J'ajoute que ce roman bénéficie d'une belle écriture et d'une traduction fluide qui font défiler les pages toutes seules. Dans l'ensemble, une lecture très prenante.

mercredi 26 avril 2017

Concours "5 mondes T1: Le guerrier de sable": la gagnante!



C'est donc Dcerisier qui remporte le livre cette fois. 

Envoie-moi tes coordonnées postales le plus rapidement possible à: leroseetlenoir@hotmail.com

Merci à toutes pour votre participation, et à bientôt pour d'autres concours!

dimanche 23 avril 2017

"Chaussette" (Loïc Clément/Anne Montel)


Chaussette, c'est la voisine de Merlin qui avait du mal à prononcer son vrai prénom (Josette) quand il était petit.
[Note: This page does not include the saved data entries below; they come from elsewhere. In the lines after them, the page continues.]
Issue #996, opened 2017-09-15
Expired silences are not garbage collected after -data.retention has passed.


zarkoc:
Im using the api to create a silence, and afterwards delete it.
The deleted silence goes to expired.
So potentially I could have hundreds of expired alerts.
Is there a way to delete expired silences, or some other way to handle this case.
I'm on version 0.7.1.
Thanks,
Zarko

fabxc:
Expired silences will be automatically garbage collected after ~14 days.
The reason is that it's good to still see them afterwards. For example to
analyse why certain alerts were not sent or to re-create a silence.

zarkoc:
Thanks! Didnt know that.

stuartnelson3:
@beorn7 you reported that soundcloud has several thousand expired silences -- can you check to see if they're being GC'd? The retention is set by `-data.retention`, with a default value of 5 days.

@fabxc Looking at the code it looks like 5 days is the default time, did I miss something that sets it to 14 days?

fabxc:
No, I was honestly just guessing – has been a while since writing that code.

stuartnelson3:
Not a problem, just wanted to make sure I wasn't crazy

beorn7:
The flag `-data.retention` has indeed a default value of 120h (== 5d). We're running AM 0.8.0 with the default flage, and we have accumulated 4341 expired silences by now, most of them definitely expired longer ago than 5d.

josedonizetti:
Hey, is it okay if I take stab at this one?

beorn7:
I think that would be great, @josedonizetti . @stuartnelson3 might be able to give more context.

josedonizetti:
I run a few tests on this, and:

1) Standalone test

All tests I did here worked perfectly, the silences will always be GC. But one point caught my attention if for some reason one of the expires has a zero value time it will break the GC loop and stop the Maintenance go routine that runs it and log the error. 

https://github.com/prometheus/alertmanager/blob/master/silence/silence.go#L286
https://github.com/prometheus/alertmanager/blob/master/silence/silence.go#L235

I was thinking that instead of stopping the Maintenance routine for good in case an error value appears, we should log the error, but keep GCing stuff. Basically changing the L286 to log the error, and continue. What do you think?

2) HA test

[...]

PR #999, opened 2017-09-19
Ignore expired silences OnGossip

josedonizetti:
This will fix the bug of resync deleted silences due to the state of other peers. More context on https://github.com/prometheus/alertmanager/issues/996

### DIFF
--- a/silence/silence.go
+++ b/silence/silence.go
@@ -291,6 +291,7 @@ func (s *Silences) GC() (int, error) {
 			n++
 		}
 	}
+
 	return n, nil
 }
 
@@ -831,8 +832,8 @@ func (gd *gossipData) Merge(other mesh.GossipData) mesh.GossipData {
 	return gd
 }
 
-// mergeDelta behaves like Merge but returns a gossipData only
-// containing things that have changed.
+// mergeDelta behaves like Merge but ignores expired silences, and
+// returns a gossipData only containing things that have changed.
 func (gd *gossipData) mergeDelta(od *gossipData) *gossipData {
 	delta := newGossipData()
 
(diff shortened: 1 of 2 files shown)


stuartnelson3:
Thanks for the PR! I will have to think about this, as it opens up new issues: some people like to configure their data retention time high so that they can view and recreate silences from expired ones. By not gossiping expired silences, there will be inconsistency between the alertmanagers in a mesh.

josedonizetti:
@stuartnelson3 

This isn't about ignoring gossiped expired silences, those will still exist in all HA, no inconsistency on this part. The PR ignores only GCed expired silences. I've started to test this after seen this issue https://github.com/prometheus/alertmanager/issues/996.

The test was done on current master. 

What I did:
1) decrease the data retention to a smaller window (5 min)
2) decrease the GC ticker to a smaller window (3 min)
3) start 3 instances of HA
4) send a few alerts
5) silence those alerts
6) expire those silences
7) wait to see if the GC would clean them

What I saw:

The GC would run on a specific instance 'A' and would clean the expired silences. But just a few seconds back the expired alerts would reappear in 'A' due to a gossiped of another instance 'B' or 'C', where the GC hadn't run.

Let me know if there more information I can gather to help out on this issue.

beorn7:
@stuartnelson3 are you still up to reviewing this?

The not-happening GC is hurting us quite a lot by now, so I'm tempted to work on this myself, but I don't want to re-do work already done or work redundantly on something that is already being worked on behind the scenes.

stuartnelson3:
Feel free to grab it, I was forced to have a weekend to myself and haven't touched it :)

silence/silence.go
```diff
@@ -831,8 +832,8 @@ func (gd *gossipData) Merge(other mesh.GossipData) mesh.GossipData {
 	return gd
 }
 
-// mergeDelta behaves like Merge but returns a gossipData only
-// containing things that have changed.
+// mergeDelta behaves like Merge but ignore expired silences, and
```
stuartnelson3: `/s/ignore/ignores/`

silence/silence.go
```diff
@@ -843,6 +844,11 @@ func (gd *gossipData) mergeDelta(od *gossipData) *gossipData {
 	defer gd.mtx.Unlock()
 
 	for id, s := range od.data {
+		// Only merge silence if not expired
```
stuartnelson3: Could you expand on this comment a bit? I know I'm going to come back to it in the future and need to refresh myself. Something along the lines of:

>If a gossiped silence is expired, skip it. For a given silence duration exceeding a few minutes, active silences will have already been gossiped. Once the active silence is gossiped, its expiration should happen more or less simultaneously on the different alertmanager nodes. Preventing the gossiping of expired silences allows them to be GC'd, and doesn't affect consistency across the mesh.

Elle vit seule avec son chien Dagobert et, chaque jour, observe une routine tellement précise qu'on pourrait régler une horloge dessus. Jusqu'au matin où, seule pour une fois, la vieille dame commence à se comporter très bizarrement. Merlin la suit pour tenter d'élucider le mystère...

Sur un thème aussi potentiellement déprimant que la solitude des personnes âgées, il aurait été facile de faire une bédé larmoyante ou moralisatrice. Mais le talent des auteurs de "Chaussette", c'est justement d'aborder tous les sujets avec une tendresse pudique qui n'exclut jamais la fantaisie et fait de leurs ouvrages un régal pour les petits comme pour les grands.

Les lecteurs fidèles et attentifs seront récompensés par des apparitions de personnages ou des allusions graphiques à d'autres oeuvres du duo Clément-Montel, qui un livre après l'autre tisse un univers plein de douceur et d'humanité dans lequel on rêverait de vivre. Je vous dirais bien d'acheter cet album les yeux fermés, mais ça ne serait probablement pas le meilleur moyen d'en profiter!